Keeping every character as it is, transcribe the entries below.
◆ ◆ ◆ ◆ ◆
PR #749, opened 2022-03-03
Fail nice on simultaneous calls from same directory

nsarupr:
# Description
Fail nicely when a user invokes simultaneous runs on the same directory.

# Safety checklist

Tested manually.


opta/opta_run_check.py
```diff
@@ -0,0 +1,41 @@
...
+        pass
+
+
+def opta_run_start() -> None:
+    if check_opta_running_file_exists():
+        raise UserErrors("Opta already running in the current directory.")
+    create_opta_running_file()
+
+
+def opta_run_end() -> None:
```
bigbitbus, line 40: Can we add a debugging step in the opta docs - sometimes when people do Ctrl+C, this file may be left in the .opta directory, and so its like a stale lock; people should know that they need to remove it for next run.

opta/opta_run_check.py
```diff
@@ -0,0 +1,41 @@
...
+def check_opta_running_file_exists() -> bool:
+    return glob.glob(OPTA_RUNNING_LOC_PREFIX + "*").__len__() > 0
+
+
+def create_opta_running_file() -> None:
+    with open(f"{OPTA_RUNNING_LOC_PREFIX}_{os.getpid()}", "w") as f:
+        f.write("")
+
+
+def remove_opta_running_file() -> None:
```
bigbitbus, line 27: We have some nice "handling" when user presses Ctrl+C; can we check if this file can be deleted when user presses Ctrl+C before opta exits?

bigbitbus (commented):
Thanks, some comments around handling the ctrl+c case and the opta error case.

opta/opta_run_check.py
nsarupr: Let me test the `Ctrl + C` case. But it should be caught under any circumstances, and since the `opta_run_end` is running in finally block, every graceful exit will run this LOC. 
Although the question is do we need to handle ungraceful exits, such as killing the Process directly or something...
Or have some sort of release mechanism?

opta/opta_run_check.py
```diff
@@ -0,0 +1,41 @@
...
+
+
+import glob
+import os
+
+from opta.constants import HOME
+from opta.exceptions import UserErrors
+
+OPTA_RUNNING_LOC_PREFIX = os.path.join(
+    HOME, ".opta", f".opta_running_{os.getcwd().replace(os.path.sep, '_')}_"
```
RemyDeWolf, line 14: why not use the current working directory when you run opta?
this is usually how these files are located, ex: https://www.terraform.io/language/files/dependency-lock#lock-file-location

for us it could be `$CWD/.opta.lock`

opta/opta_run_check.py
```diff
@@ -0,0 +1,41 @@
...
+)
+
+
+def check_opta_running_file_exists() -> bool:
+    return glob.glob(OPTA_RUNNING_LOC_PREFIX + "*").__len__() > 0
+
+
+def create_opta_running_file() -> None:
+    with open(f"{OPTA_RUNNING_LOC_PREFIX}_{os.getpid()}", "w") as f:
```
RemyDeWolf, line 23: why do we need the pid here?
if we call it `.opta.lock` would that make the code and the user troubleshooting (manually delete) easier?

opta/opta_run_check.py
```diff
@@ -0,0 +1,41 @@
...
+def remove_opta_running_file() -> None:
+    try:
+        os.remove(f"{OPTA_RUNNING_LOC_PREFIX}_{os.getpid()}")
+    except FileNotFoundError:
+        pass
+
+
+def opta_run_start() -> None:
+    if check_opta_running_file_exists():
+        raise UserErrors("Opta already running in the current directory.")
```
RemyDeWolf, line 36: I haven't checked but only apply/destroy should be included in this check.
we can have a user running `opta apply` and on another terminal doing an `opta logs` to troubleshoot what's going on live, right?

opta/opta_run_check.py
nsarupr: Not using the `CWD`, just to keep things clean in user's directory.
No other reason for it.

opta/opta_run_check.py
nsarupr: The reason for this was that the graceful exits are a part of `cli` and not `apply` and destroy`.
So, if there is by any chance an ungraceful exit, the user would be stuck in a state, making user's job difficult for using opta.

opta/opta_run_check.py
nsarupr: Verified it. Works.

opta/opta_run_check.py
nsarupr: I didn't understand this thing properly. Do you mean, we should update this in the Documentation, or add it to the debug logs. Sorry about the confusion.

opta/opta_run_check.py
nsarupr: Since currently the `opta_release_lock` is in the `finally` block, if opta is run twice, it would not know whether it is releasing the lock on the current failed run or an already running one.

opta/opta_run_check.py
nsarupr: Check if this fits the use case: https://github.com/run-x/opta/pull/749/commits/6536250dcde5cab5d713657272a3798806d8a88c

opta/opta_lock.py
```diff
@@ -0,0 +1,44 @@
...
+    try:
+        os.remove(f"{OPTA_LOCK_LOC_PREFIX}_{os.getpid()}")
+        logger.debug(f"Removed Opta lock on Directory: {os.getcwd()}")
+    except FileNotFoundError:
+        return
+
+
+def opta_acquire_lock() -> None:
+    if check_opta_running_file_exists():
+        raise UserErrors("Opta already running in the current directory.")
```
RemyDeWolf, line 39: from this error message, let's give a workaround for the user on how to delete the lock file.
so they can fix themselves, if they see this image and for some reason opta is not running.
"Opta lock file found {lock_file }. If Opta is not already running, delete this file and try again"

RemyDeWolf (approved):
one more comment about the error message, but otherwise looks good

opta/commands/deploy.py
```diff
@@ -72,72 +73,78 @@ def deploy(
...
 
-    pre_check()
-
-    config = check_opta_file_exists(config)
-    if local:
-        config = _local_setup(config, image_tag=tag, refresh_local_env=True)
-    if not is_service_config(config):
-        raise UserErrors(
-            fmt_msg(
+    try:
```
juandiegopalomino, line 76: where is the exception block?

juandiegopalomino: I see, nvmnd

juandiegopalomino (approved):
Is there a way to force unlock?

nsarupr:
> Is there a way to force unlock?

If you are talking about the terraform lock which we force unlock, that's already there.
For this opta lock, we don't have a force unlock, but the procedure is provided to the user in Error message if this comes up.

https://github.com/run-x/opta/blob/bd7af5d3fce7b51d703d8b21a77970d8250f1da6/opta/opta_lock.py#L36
◆ ◆ ◆ ◆ ◆
**Task result**
PR #749, opened 2022-03-03
Fail nice on simultaneous calls from same directory

nsarupr:
# Description
Fail nicely when a user invokes simultaneous runs on the same directory.

# Safety checklist

Tested manually.


opta/opta_run_check.py
```diff
@@ -0,0 +1,41 @@
...
+        pass
+
+
+def opta_run_start() -> None:
+    if check_opta_running_file_exists():
+        raise UserErrors("Opta already running in the current directory.")
+    create_opta_running_file()
+
+
+def opta_run_end() -> None:
```
bigbitbus, line 40: Can we add a debugging step in the opta docs - sometimes when people do Ctrl+C, this file may be left in the .opta directory, and so its like a stale lock; people should know that they need to remove it for next run.

opta/opta_run_check.py
```diff
@@ -0,0 +1,41 @@
...
+def check_opta_running_file_exists() -> bool:
+    return glob.glob(OPTA_RUNNING_LOC_PREFIX + "*").__len__() > 0
+
+
+def create_opta_running_file() -> None:
+    with open(f"{OPTA_RUNNING_LOC_PREFIX}_{os.getpid()}", "w") as f:
+        f.write("")
+
+
+def remove_opta_running_file() -> None:
```
bigbitbus, line 27: We have some nice "handling" when user presses Ctrl+C; can we check if this file can be deleted when user presses Ctrl+C before opta exits?

bigbitbus (commented):
Thanks, some comments around handling the ctrl+c case and the opta error case.

opta/opta_run_check.py
nsarupr: Let me test the `Ctrl + C` case. But it should be caught under any circumstances, and since the `opta_run_end` is running in finally block, every graceful exit will run this LOC. 
Although the question is do we need to handle ungraceful exits, such as killing the Process directly or something...
Or have some sort of release mechanism?

opta/opta_run_check.py
```diff
@@ -0,0 +1,41 @@
...
+
+
+import glob
+import os
+
+from opta.constants import HOME
+from opta.exceptions import UserErrors
+
+OPTA_RUNNING_LOC_PREFIX = os.path.join(
+    HOME, ".opta", f".opta_running_{os.getcwd().replace(os.path.sep, '_')}_"
```
RemyDeWolf, line 14: why not use the current working directory when you run opta?
this is usually how these files are located, ex: https://www.terraform.io/language/files/dependency-lock#lock-file-location

for us it could be `$CWD/.opta.lock`

opta/opta_run_check.py
```diff
@@ -0,0 +1,41 @@
...
+)
+
+
+def check_opta_running_file_exists() -> bool:
+    return glob.glob(OPTA_RUNNING_LOC_PREFIX + "*").__len__() > 0
+
+
+def create_opta_running_file() -> None:
+    with open(f"{OPTA_RUNNING_LOC_PREFIX}_{os.getpid()}", "w") as f:
```
RemyDeWolf, line 23: why do we need the pid here?
if we call it `.opta.lock` would that make the code and the user troubleshooting (manually delete) easier?

opta/opta_run_check.py
```diff
@@ -0,0 +1,41 @@
...
+def remove_opta_running_file() -> None:
+    try:
+        os.remove(f"{OPTA_RUNNING_LOC_PREFIX}_{os.getpid()}")
+    except FileNotFoundError:
+        pass
+
+
+def opta_run_start() -> None:
+    if check_opta_running_file_exists():
+        raise UserErrors("Opta already running in the current directory.")
```
RemyDeWolf, line 36: I haven't checked but only apply/destroy should be included in this check.
we can have a user running `opta apply` and on another terminal doing an `opta logs` to troubleshoot what's going on live, right?

opta/opta_run_check.py
nsarupr: Not using the `CWD`, just to keep things clean in user's directory.
No other reason for it.

opta/opta_run_check.py
nsarupr: The reason for this was that the graceful exits are a part of `cli` and not `apply` and destroy`.
So, if there is by any chance an ungraceful exit, the user would be stuck in a state, making user's job difficult for using opta.

opta/opta_run_check.py
nsarupr: Verified it. Works.

opta/opta_run_check.py
nsarupr: I didn't understand this thing properly. Do you mean, we should update this in the Documentation, or add it to the debug logs. Sorry about the confusion.

opta/opta_run_check.py
nsarupr: Since currently the `opta_release_lock` is in the `finally` block, if opta is run twice, it would not know whether it is releasing the lock on the current failed run or an already running one.

opta/opta_run_check.py
nsarupr: Check if this fits the use case: https://github.com/run-x/opta/pull/749/commits/6536250dcde5cab5d713657272a3798806d8a88c

opta/opta_lock.py
```diff
@@ -0,0 +1,44 @@
...
+    try:
+        os.remove(f"{OPTA_LOCK_LOC_PREFIX}_{os.getpid()}")
+        logger.debug(f"Removed Opta lock on Directory: {os.getcwd()}")
+    except FileNotFoundError:
+        return
+
+
+def opta_acquire_lock() -> None:
+    if check_opta_running_file_exists():
+        raise UserErrors("Opta already running in the current directory.")
```
RemyDeWolf, line 39: from this error message, let's give a workaround for the user on how to delete the lock file.
so they can fix themselves, if they see this image and for some reason opta is not running.
"Opta lock file found {lock_file }. If Opta is not already running, delete this file and try again"

RemyDeWolf (approved):
one more comment about the error message, but otherwise looks good

opta/commands/deploy.py
```diff
@@ -72,72 +73,78 @@ def deploy(
...
 
-    pre_check()
-
-    config = check_opta_file_exists(config)
-    if local:
-        config = _local_setup(config, image_tag=tag, refresh_local_env=True)
-    if not is_service_config(config):
-        raise UserErrors(
-            fmt_msg(
+    try:
```
juandiegopalomino, line 76: where is the exception block?

juandiegopalomino: I see, nvmnd

juandiegopalomino (approved):
Is there a way to force unlock?

nsarupr:
> Is there a way to force unlock?

If you are talking about the terraform lock which we force unlock, that's already there.
For this opta lock, we don't have a force unlock, but the procedure is provided to the user in Error message if this comes up.

https://github.com/run-x/opta/blob/bd7af5d3fce7b51d703d8b21a77970d8250f1da6/opta/opta_lock.py#L36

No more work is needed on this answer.